Когда большинство взрывников, свертывая и пряча газеты, кинулись на зов Кисляева, Арсений подозвал к себе Володю Полетаева и заговорил вполголоса:
— Постарался ты…
— Много породы, да? — весело переспросил Володя.
— Боюсь, подзавалили судовой ход…
— Да ну?!
— Течение совсем не то…
— Что же делать?
— Пусть бакенщики протралят в том месте, — приказал Морошка. — А ты сбегай-ка на стоянку к Васюте. Скажи, чтобы на повороте сильнее, чем всегда, отжимал плот к берегу, а то недолго до беды — забросит на камни.

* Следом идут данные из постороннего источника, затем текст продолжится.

PR #9077, opened 2023-01-12
Adding a MusicBrainz provider for album images

GaaH:
**Changes**

Album Image provider from MusicBrainz / CoverArtArchive.

**Issues**


crobibero (changes requested):
New files shouldn't have warnings disabled.

GaaH:
I’ve done some changes to stop disabling warnings. Hope it’s better now.

GaaH:
I did not checked the available plugin before submitting this pull request, it seems that [this plugin](https://github.com/jellyfin/jellyfin-plugin-coverartarchive) should do the same thing (well, it does not work on my installation, but I suppose that changes should be done in this repo, not the jellyfin server one)

PR #10508, opened 2023-11-01
Added ActivityLogDto

### LINKED ISSUE #3122: Use DTO For ActivityLog
As discussed [here](https://github.com/jellyfin/jellyfin/pull/2970#discussion_r424909191), the database entity should not be returned directly from the API, but instead first be converted to DTOs.

Paulr756756:
Added Dto for ActivityLog Entity, updated ActivityManager.CreateAsync  to use a 
dto instead of directly accessing the entity. PR resolves #3122 

**Changes**

- New ActivityLogDto class created
- Updated ActivityManager.CreateAsync to use DTO
- New ActivityManager.GetActivityLogEntity method for conversion
- Refactored CreateAsync references 
- Updated CONTRIBUTORS.md

**Issues**

#3122


nielsvanvelzen (changes requested):
The OpenAPI spec still exposes ActivityLogEntry and doesn't even include the new ActivityLogDto class so this PR is incomplete.

Paulr756756:
> The OpenAPI spec still exposes ActivityLogEntry and doesn't even include the new ActivityLogDto class so this PR is incomplete.

Sorry I'm new to this so i couldn't understand. Could you please clarify.

nielsvanvelzen:
In short; you did not change the API at all, the new DTO class is not used by it.

Paulr756756:
**Further Changes**-

- Added Implicit and explicit operators in ActivityLogDto for better conversion performance.
- Removed direct exposure of ActivityLogEntry to the ActivityLogController by using dtos.
- More Refactoring.

Paulr756756:
@nielsvanvelzen I've made some changes can you review them when you get a chance?
Also, please let me know if i can further improve my code.

nielsvanvelzen:
Still used for WebSockets

Paulr756756:
@nielsvanvelzen Sorry for the inconvenience. I've modified ActivityLogWebSocketListener and ActivityLogEntryMessage classes.

barronpm:
It seems to me like the linked issue is somewhat outdated. Since the Activity log EF core migration `ActivityLogEntry` has been a DTO in all but name, so this PR could be accomplished by just renaming that class.

Paulr756756:
@barronpm I might be wrong but from what I've seen, `ActivityLogEntry` was being directly accessed by the DBContext and the Api Controllers as well. Shouldn't the main purpose of a DTO be to reduce that exposure?

barronpm:
We use DTOs to avoid exposing our db models directly through the API. `ActivityLogEntry` is our API model, while `ActivityLog` acts as the DB model. Before the activity database was migrated to EF Core, `ActivityLogEntry` was used both by the DB and API, thus the reasoning for the original issue.

Issue #8628, opened 2022-10-26
[Issue]: Jellyfin fails to recognize .sup (PGS) subtitle files, but plays them fine as .sub files


ArchemedIan:
### Please describe your bug

PGS Subtitle files with a .sup extension, which I believe is their default extension, are not detected as subtitle files by jellyfin.

(both the same file, with extension renamed) 

.sup file:
![image](https://user-images.githubusercontent.com/105951210/198051390-b1ab29fc-43c6-458b-801e-cc4c5a7bcb43.png)

.sub file:
![image](https://user-images.githubusercontent.com/105951210/198051634-92211d34-fa07-43c4-960c-753318755249.png)

plugins:

![image](https://user-images.githubusercontent.com/105951210/198052780-29678eff-9ac4-44bb-979b-42c18d4e7059.png)

### Jellyfin Version

Other

### if other:

10.8.5

### Environment

```markdown
- OS: debian (proxmox)
- Virtualization: none
- Clients: any
- Browser: any
- FFmpeg Version: jellyfin-ffmpeg5/unknown,now 5.1.2-2-bullseye amd64
- Playback Method: N/A
- Hardware Acceleration: none
- Plugins: https://user-images.githubusercontent.com/105951210/198052780-29678eff-9ac4-44bb-979b-42c18d4e7059.png
- Reverse Proxy: yes, nginx
- Base URL: none
- Networking: host
- Storage: btrfs raid0 array for media, btrfs single root
```

### Jellyfin logs

```shell
no log entry regarding the .sup files found
```

### FFmpeg logs

```shell
n/a
```

### Please attach any browser or client logs here

n/a

### Code of Conduct

- [x] I agree to follow this project's Code of Conduct

ArchemedIan:
https://github.com/jellyfin/jellyfin/blob/fca87bcd0c34fe738d7183269cf00c94da3d5dfa/MediaBrowser.Controller/Entities/BaseItem.cs#L58

ArchemedIan:
uh, bump?

crobibero:
Please try https://github.com/jellyfin/jellyfin/pull/8808

ArchemedIan:
> Please try #8808

seems to be working thanks guys

ivensfor:
Still unable to scan external subtitles in sup format

![2023-05-09_11-08-42](https://user-images.githubusercontent.com/8141652/236984242-1a037427-00cb-4fc3-9d49-a554f698ad8f.png)

[...]

PR #10537, opened 2023-11-06
Add support for .sup subtitle (#8808)

suyongxin4:
Fixes https://github.com/jellyfin/jellyfin/issues/8628

(cherry picked from commit 9a740344be757c2ab9a3f434295622573c39b181)

**Changes**
Cherry-pick the sup fix to 10.8.z so it gets delivered earlier

**Issues**


nielsvanvelzen:
This change is not suitable for backporting. It will be included in 10.9.

Issue #10417, opened 2023-10-16
[Issue]: Update user policy API endpoint does not validate required field 


mmedic:
### Please describe your bug

When calling POST `/Users/XXXXXXXXXXXXXXX/Policy` and `PasswordResetProviderId` is omitted, Exception is thrown and 500 is returned. This should be validated in the endpoint and 400 be returned.

[2023-10-16 19:42:31.263 +00:00] [ERR] [279] Jellyfin.Server.Middleware.ExceptionMiddleware: Error processing request. URL "POST" "/Users/XXXXXXXXXXXXXXX/Policy".
Microsoft.EntityFrameworkCore.DbUpdateException: An error occurred while saving the entity changes. See the inner exception for details.
 ---> Microsoft.Data.Sqlite.SqliteException (0x80004005): SQLite Error 19: 'NOT NULL constraint failed: Users.PasswordResetProviderId'.
   at Microsoft.Data.Sqlite.SqliteException.ThrowExceptionForRC(Int32 rc, sqlite3 db)
   at Microsoft.Data.Sqlite.SqliteDataReader.NextResult()
   at Microsoft.Data.Sqlite.SqliteCommand.ExecuteReader(CommandBehavior behavior)
   at Microsoft.Data.Sqlite.SqliteCommand.ExecuteReaderAsync(CommandBehavior behavior, CancellationToken cancellationToken)
   at Microsoft.Data.Sqlite.SqliteCommand.ExecuteDbDataReaderAsync(CommandBehavior behavior, CancellationToken cancellationToken)
   at Microsoft.EntityFrameworkCore.Storage.RelationalCommand.ExecuteReaderAsync(RelationalCommandParameterObject parameterObject, CancellationToken cancellationToken)
   at Microsoft.EntityFrameworkCore.Storage.RelationalCommand.ExecuteReaderAsync(RelationalCommandParameterObject parameterObject, CancellationToken cancellationToken)
   at Microsoft.EntityFrameworkCore.Update.ReaderModificationCommandBatch.ExecuteAsync(IRelationalConnection connection, CancellationToken cancellationToken)
   --- End of inner exception stack trace ---
   at Microsoft.EntityFrameworkCore.Update.ReaderModificationCommandBatch.ExecuteAsync(IRelationalConnection connection, CancellationToken cancellationToken)
[...]

PR #10553, opened 2023-11-08
Validate AuthenticationProviderId and PasswordResetProviderId

Chris-Codes-It:
**Changes**
POST /Users/{userId}/Policy returns BadRequest when PasswordResetProviderId is null or empty string

**Issues**
Issue [10417](https://github.com/jellyfin/jellyfin/issues/10417)


1337joe (approved):

crobibero:
Would adding `[Required(AllowEmptyStrings = false)]` to both `AuthenticationProviderId` and  `PasswordResetProviderId` in `UserPolicy` provide the same experience?

Chris-Codes-It:
> Would adding `[Required(AllowEmptyStrings = false)]` to both `AuthenticationProviderId` and `PasswordResetProviderId` in `UserPolicy` provide the same experience?

That's a fair comment; I did consider it however I didn't see any reference to `ModelState.IsValid` so I assumed no DataAnnotation binding had been wired-in. My bad. Have changed for both fields and updated the tests.

crobibero (approved):
https://learn.microsoft.com/en-us/aspnet/core/web-api/?view=aspnetcore-7.0#automatic-http-400-responses

The controller automatically validates models so the manual check isn't needed

1337joe (approved):

Bond-009 (approved):

PR #10566, opened 2023-11-11
Add option to use replaygain tags for audio

TelepathicWalrus:
Adds option to enable/disable scanning for replaygain tags. This is means that existing replaygain tags can be used instead of jellyfin scanning each track again. This may cause problems with consistency. If replaygain tags are enabled then they will override scanning for LUFS reducing computation, if they are not found and LUFS scan is still enabled then it will scan them tracks.

Frontend: https://github.com/jellyfin/jellyfin-web/pull/4984

### DIFF
--- a/MediaBrowser.Providers/MediaInfo/AudioFileProber.cs
+++ b/MediaBrowser.Providers/MediaInfo/AudioFileProber.cs
@@ -61,6 +61,9 @@ namespace MediaBrowser.Providers.MediaInfo
         [GeneratedRegex(@"I:\s+(.*?)\s+LUFS")]
         private static partial Regex LUFSRegex();
 
+        [GeneratedRegex(@"REPLAYGAIN_TRACK_GAIN:\s+(.*?)\s+dB")]
+        private static partial Regex ReplayGainTagRegex();
+
         /// <summary>
         /// Probes the specified item for metadata.
         /// </summary>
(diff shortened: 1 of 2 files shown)


MediaBrowser.Providers/MediaInfo/AudioFileProber.cs
```diff
@@ -104,8 +107,50 @@ public partial class AudioFileProber
             }
 
             var libraryOptions = _libraryManager.GetLibraryOptions(item);
+            bool foundLUFSValue = false;
 
-            if (libraryOptions.EnableLUFSScan)
+            if (libraryOptions.UseReplayGainTags)
+            {
+                    using (var process = new Process()
+                {
```
crobibero, line 115:
```suggestion
                using (var process = new Process()
                {
```

MediaBrowser.Providers/MediaInfo/AudioFileProber.cs
```diff
@@ -61,6 +61,9 @@ public partial class AudioFileProber
         [GeneratedRegex(@"I:\s+(.*?)\s+LUFS")]
         private static partial Regex LUFSRegex();
 
+        [GeneratedRegex(@"REPLAYGAIN_TRACK_GAIN:\s+(.*?)\s+dB")]
```
crobibero, line 64:
```suggestion
        [GeneratedRegex(@"REPLAYGAIN_TRACK_GAIN:\s+([0-9.]+)\s+dB")]
```

Would this regex have the same desired group? I prefer having the group be specific in what it's trying to capture

TelepathicWalrus: Added "REPLAYGAIN_TRACK_GAIN:\s+-?([0-9.]+)\s+dB" to latest push. This allows negative gains too.

crobibero (approved):

1337joe (approved):

MediaBrowser.Providers/MediaInfo/AudioFileProber.cs
```diff
@@ -104,8 +107,50 @@ public partial class AudioFileProber
...
+                    {
+                        _logger.LogError(ex, "Error starting ffmpeg");
+
+                        throw;
+                    }
+
+                    using var reader = process.StandardError;
+                    var output = await reader.ReadToEndAsync(cancellationToken).ConfigureAwait(false);
+                    cancellationToken.ThrowIfCancellationRequested();
+                    MatchCollection split = ReplayGainTagRegex().Matches(output);
```
cvium, line 139: Why use Matches if you only expect one? The code would be a little clearer with just `.Match(output)`

Issue #10567, opened 2023-11-11
[Issue]: Calling DELETE /Users/{user_id}/PlayingItems/{item_id}/?positionTicks=8470000000 does nothing.


arabcoders:
### Please describe your bug

Using https://api.jellyfin.org/#tag/Playstate/operation/OnPlaybackStopped as reference, the API supposed to record user item play progress if `positionTicks` was supplied, However in reality it doesn't do anything and only issue the event. 

For example, choose any item in your database and try calling

```bash
$ curl -v -X DELETE 'http://localhost:8096/Users/{user_id}/PlayingItems/{item_id}?positionTicks=8470000000&ApiKey={api_id}'
```
you will get something like 

```bash
< HTTP/2 204
< alt-svc: h3=":443"; ma=2592000
< date: Sat, 11 Nov 2023 13:48:30 GMT
< server: Kestrel
< x-response-time-ms: 1
```

Which indicates that the API understood and accepted the request. However, nothing is actually done, and no progress has changed. As you can see from the attached photo. 

What i expect to happen is that jellyfin's API change the user positionTicks to that reported one at least according to the API docs. I work on WatchState tool which manage user watch state and progress and i managed to make it work for both emby and plex. Sadly, jellyfin proven to be a bit difficult to update user play progress, And i tried all the endpoints which deals with positionTick and non of them works as expected. 

Anyway i traced the codepath to this method 

https://github.com/jellyfin/jellyfin/blob/88873b6e9eedd1b600bd17c56ee66109d2ef566d/Emby.Server.Implementations/Session/SessionManager.cs#L911-L1019

I am not C# experienced dev it seems there is the code issue an event which leads to this code

https://github.com/jellyfin/jellyfin/blob/88873b6e9eedd1b600bd17c56ee66109d2ef566d/Jellyfin.Server.Implementations/Events/Consumers/Session/PlaybackStopLogger.cs#L39-L81

Reading this code, there is no mention of using the positionTicks, and it seems to only update the ActivityLog.

### Jellyfin Version

10.8.z

### Environment

```markdown
- Virtualization: linuxserver/jellyfin docker container.
```

### Jellyfin logs

```shell
[16:50:15] [INF] [42] Emby.Server.Implementations.Session.SessionManager: Playback stopped reported by app Syncer 10.8.12 playing Night Family. Stopped at 847000 ms
```

### Please attach any screenshots here

[...]

Issue #9614, opened 2023-04-07
[Issue]: Unable to set positionTicks for an item via API_KEY


luigi311:
### Please describe your bug

I am unable to set the positionTicks for an item for a user via the api key from the server. Using a delete request as following /Users/{userId}/PlayingItems/{itemId}?positionTicks={positionTicks} via a user token works but using that same request with a api key from the server does not. It also doesnt seem like theres any way to generate a user token via the api key so it doesnt look like theres a way to handle it that way either.

The logs report that the playback was stopped for the correct item at the correct time but since its with a api key it doesnt seem to handle it correctly even though the request has the user id in it so it should know who this belongs to.

### Jellyfin Version

10.8.0

### Environment

```markdown
- OS: Unraid
- Virtualization: Docker
- Clients: Python Script
- Browser: N/A
- FFmpeg Version:
- Playback Method:
- Hardware Acceleration:
- Plugins:
- Reverse Proxy: traefik
- Base URL:
- Networking: bridge
- Storage: local
```

### Jellyfin logs

```shell
[INF] [85] Emby.Server.Implementations.Session.SessionManager: Playback stopped reported by app "JellyPlex" "5.0.0" playing "Missing". Stopped at "1800000" ms
[INF] [137] Emby.Server.Implementations.Session.SessionManager: Playback stopped reported by app "JellyPlex" "5.0.0" playing "Just a Regular Irregular". Stopped at "900000" ms
```

### Code of Conduct

- [X] I agree to follow this project's Code of Conduct

luigi311:
This is still an issuee

luigi311:
this is still an issue

chuckgmthompson:
+1

luigi311:
This was resolved in 10.9

PR #10573, opened 2023-11-12
Add new API endpoint to view/update Item UserData

arabcoders:
**Changes**
This changes allow API users to update user data related to an item without the need to generate user specific token, right now, if you want to update for example, the played, favorites, likes, rating playback position ticks or any of the other related user data fields you have to send multiples requests. and some of them requires user access token `PlaybackPositionTicks` which is at least from my understanding is not possible to get unless you ask the user for username & password. So, this end point can serve to be entry point for all Item user data related requests and deprecate the other endpoints at some point.

This PR adds this new API endpoint `GET|POST /Users/{userId}/Items/{itemId}/UserData` 

**Issues**
This PR solves this #10567 and #9614


crobibero (changes requested):
Both of these endpoints allow any user to update any other user.
Example of how we validate access can be seen in `UserController::UpdateUser`

Additionally I would prefer to have the logic inside of the `UserDataManager` instead of in the controller.

ArabCoders:
> Both of these endpoints allow any user to update any other user. Example of how we validate access can be seen in `UserController::UpdateUser`
> 
> Additionally I would prefer to have the logic inside of the `UserDataManager` instead of in the controller.

Thanks for your comments, I'll Update the PR with the requested changes.

ArabCoders (commented):
I've updated the required changes, @crobibero Could you please review them and see if it's alright? Thank you.

MediaBrowser.Model/Dto/UserDataDto.cs
```diff
@@ -0,0 +1,43 @@
+#nullable disable
```
crobibero, line 1: Every property is nullable, so please remove this line

ArabCoders:
@crobibero Thanks again for pointing out the reflection usage, I thought it might be good idea to use reflection here to support future additions without having to change the code. Anyway the code is trivial to write, should the need arises in the future we can just refactor it again.

Thank you.

crobibero (approved):

ArabCoders:
I see CodeQL failing is it something i need to fix myself or is it from the project it self? i see references to `Mimetypes.cs` which i didn't interact with

MediaBrowser.Model/Dto/UserDataDto.cs
```diff
@@ -0,0 +1,40 @@
+namespace MediaBrowser.Model.Dto
+{
+    /// <summary>
+    /// Class UserDataDto extends UserItemDataDto to allow nullable members.
+    /// This change allow us to implement the new /Users/{UserId}/Items/{ItemId}/UserData endpoint.
+    /// This object allows the requestor to update all or specific user data fields without altering the non-nullable members state.
+    /// </summary>
+    public class UserDataDto : UserItemDataDto
```
nielsvanvelzen, line 8: This name is not descriptive enough. I'd suggest renaming it to "UpdateUserItemDataDto" which is similar to other models we already have like UpdateLibraryOptionsDto.

MediaBrowser.Model/Dto/UserDataDto.cs
```diff
@@ -0,0 +1,40 @@
+namespace MediaBrowser.Model.Dto
+{
+    /// <summary>
+    /// Class UserDataDto extends UserItemDataDto to allow nullable members.
+    /// This change allow us to implement the new /Users/{UserId}/Items/{ItemId}/UserData endpoint.
+    /// This object allows the requestor to update all or specific user data fields without altering the non-nullable members state.
```
nielsvanvelzen, line 6: This summary becomes the description for the API specification, we don't need developer notes for that. What benefit does this description have for client developers that use a generated SDK/apiclient?

nielsvanvelzen (changes requested):

nielsvanvelzen:
Should we also deprecate the old endpoints (markFavoriteItem etc.) in favor of this new endpoint?

MediaBrowser.Model/Dto/UserDataDto.cs
ArabCoders: Alright i have renamed them.

MediaBrowser.Model/Dto/UserDataDto.cs
ArabCoders: Updated to reflect the requested changes.

ArabCoders:
> Should we also deprecate the old endpoints (markFavoriteItem etc.) in favor of this new endpoint?

Unless we are sure the  Clients will be updated to reflect the change, i wouldn't deprecate them hastily.

nielsvanvelzen:
Deprecating means we annotate them with `[Obsolete]` but the endpoints still work. We do not currently have plans to remove deprecated parts of the API (perhaps in a major update like Jellyfin 11 which we also have no plans for yet).

nielsvanvelzen (approved):
✔️ API changes

Deprecating old API's could be done in a separate pull request

MediaBrowser.Model/Dto/UpdateUserItemDataDto.cs
```diff
@@ -0,0 +1,38 @@
+namespace MediaBrowser.Model.Dto
+{
+    /// <summary>
+    /// This is used by the api to get information about a item user data.
+    /// </summary>
+    public class UpdateUserItemDataDto : UserItemDataDto
```
Bond-009, line 6: Why does this inherit `UserItemDataDto`?

Bond-009 (changes requested):

MediaBrowser.Model/Dto/UpdateUserItemDataDto.cs
ArabCoders: I would have used `UserItemDataDto` directly if it was possible however due to the nature of possible fields not being sent it will alter user data. So, this class extends it and makes all fields nullable to not have unintended side effects. And i think the reviewers agree so far.

ArabCoders: If you want i can decouple the classes by duplicating the fields i feel it's really not good code case, however if that you want it's not a big deal

Bond-009: I think that would be best IMO

ArabCoders: Thats fine with me. Do you guys agree with this requested changes? @Shadowghost @nielsvanvelzen @crobibero seeing as you approved the previous code.

nielsvanvelzen: I've only reviewed the API specification which doesn't use inheritance anyway. There wouldn't be any difference on that part if this was changed, so no objection from me.

ArabCoders: @Bond-009 done.

MediaBrowser.Model/Dto/UpdateUserItemDataDto.cs
```diff
@@ -0,0 +1,77 @@
+#nullable disable
```
Bond-009, line 1: Remove this line and make the strings nullable

Bond-009 (changes requested):

Bond-009 (approved):

nielsvanvelzen:
Please rebase or merge master to fix failing CI

ArabCoders:
> Please rebase or merge master to fix failing CI

done

JPVenson (approved):

PR #10576, opened 2023-11-13
Serve all static filetypes from webroot

Jburso:
Allows all files, including files without extensions, to be served to clients.

This enables external acme tools to use the `wwwroot` for http-01 challenges, which don't contain file extensions.

### DIFF
--- a/CONTRIBUTORS.md
+++ b/CONTRIBUTORS.md
@@ -58,6 +58,7 @@
  - [HelloWorld017](https://github.com/HelloWorld017)
  - [ikomhoog](https://github.com/ikomhoog)
  - [iwalton3](https://github.com/iwalton3)
+ - [Jack Urso](https://github.com/Jburso)
  - [jftuga](https://github.com/jftuga)
  - [jmshrv](https://github.com/jmshrv)
  - [joern-h](https://github.com/joern-h)
--- a/Jellyfin.Server/Startup.cs
+++ b/Jellyfin.Server/Startup.cs
@@ -189,7 +189,11 @@ namespace Jellyfin.Server
                     mainApp.UseRobotsRedirection();
                 }
 
-                mainApp.UseStaticFiles();
+                mainApp.UseStaticFiles(new StaticFileOptions()
+                {
+                    ServeUnknownFileTypes = true
+                });
+
                 mainApp.UseAuthentication();
                 mainApp.UseJellyfinApiSwagger(_serverConfigurationManager);
                 mainApp.UseQueryStringDecoding();


Bond-009 (approved):

barronpm (approved):

cvium (changes requested):
I'm not a fan of this and neither is MS

https://learn.microsoft.com/en-us/aspnet/core/fundamentals/static-files?view=aspnetcore-8.0#non-standard-content-types

Jburso:
I've been thinking about ways to mitigate the security risk that Microsoft is referring to, but unfortunately they don't go into details of what the risk actually is.

As for the motivation for this PR, considering that Jellyfin doesn't currently have native ACME client support, I think it would be very beneficial to at least allow external clients to use its webroot for http-01 challenges. Yes, you can use a reverse-proxy, but you're still encrypting only half of the traffic. Behind the proxy is still plain HTTP. There is no reasonable way to have a full, end-to-end encrypted TLS tunnel from the Jellyfin server to a client -- a part of it will always be unencrypted. If we're talking about risk, I think that can be considered one as well. This can be mitigated by allowing auto-renewable certificates to exist directly on the server. 

In terms of fixes, I have two potential ideas.
1. Restrict `ServeUnknownFileTypes` to only files in `/.well-known` (or `/.well-known/acme-challenges`).
2. Specify a `FileExtensionContentTypeProvider()` with mappings for a null extension to `text/plain` (I don't know if this is allowed by the API).

Again, MS isn't clear with what the risk actually is, so it's not clear how to mitigate it.

cvium:
I think this issue is a combination of things. With Path Traversal, you could download any file that the webserver user has access to.

btw, we have never wanted to support something like LetsEncrypt.

Jburso:
I would hope that ASP.NET would not allow path traversal outside of the webroot by default regardless. And if it did, it would still allow you to access any files with a known extension... which is only of limited help.

I understand that Jellyfin doesn't want to support LetsEncrypt natively, but at the very least we can allow external tools to use our webroot to do it themselves. I think it's a relatively simple change with way more benefits (TLS everywhere, that's awesome!) than downsides.

crobibero:
The proper way to do this is to build an acme plugin instead of enabling non-recommended functionality to everyone.

JPVenson:
Hey @Jburso 
Thank you for the good idea but i discussed this with the team and we came to the conclusion that serving all files is just not in the scope of jellyfin. I would recommend discussion such changes first in our meta repro over at https://github.com/jellyfin/jellyfin-meta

Во всем сказывалась ранняя возмужалость и степенность молодого прораба-сибиряка: и в осторожных жестах, и в миролюбивом, изучающем взгляде, и особенно в редкостной манере разговаривать — не спеша, с раздумьем и очень доверительно. Он недолго прожил в городе, лишь когда учился в институте, и второй год как возвратился в родные места. Отчасти по этой причине, а больше всего, вероятно, по воле самого Морошки, всегда избегавшего похвальбы показной образованностью, в его речи сохранялось многое от говора приангарской сельщины.
— Значит, убирать будем? — спросил Володя.
— Вернешься, пойдем с волокушей.
— А-а, одна канитель! Земснарядом бы…
Морошка взглянул на земснаряд, густо дымивший в верхней части шиверы, и спросил:
— Много там еще работы?
— Завтра закончит.
— Закончит — тогда и переставим.
Мимо земснаряда неслась по течению моторная лодка. Арсений догадался: моторист Борис Белявский и сигнальщик, стоявшие на посту, преграждая путь судам до взрыва, возвращались на стан. И все же Морошка почему-то спросил, не спуская с лодки зоркого взгляда:
— Новичок?
— Он, — подтвердил Володя.
— Вот с ним и сбегай!
II
На двери своей избы Арсений не увидел замка. «Здесь», — подсказало сердце. Уезжая в Железново, Морошка оставил запасной ключ не суматошному Володе, который мог и потерять его, а Геле Гребневой: ей нужен был свободный доступ к рации.
Дверь оказалась на крюке. «Что она, днем-то?» — с недоумением подумалось Морошке. Ему пришлось постучать, и только тогда он услышал осторожные шаги Гели. Некоторое время она почему-то молча выжидала за дверью. «Слушает, — понял Арсений. — Остерегается». Он постучал во второй раз, и тогда Геля нарочито приглушенно, будто издалека, спросила:
— Кто там?
Как всегда, Морошка задержался с ответом…
— Уходи отсюда! — сердито крикнула Геля. — Уходи, а то худо будет!
— Геля, это я, — отозвался теперь Морошка.
— Ой, это вы, Арсений Иваныч? — воскликнула Геля упавшим, но все же обрадованным голосом и поспешно сняла крюк. — Да что ж это я? И ждала ведь, и недоглядела… — добавила она уже смущенно.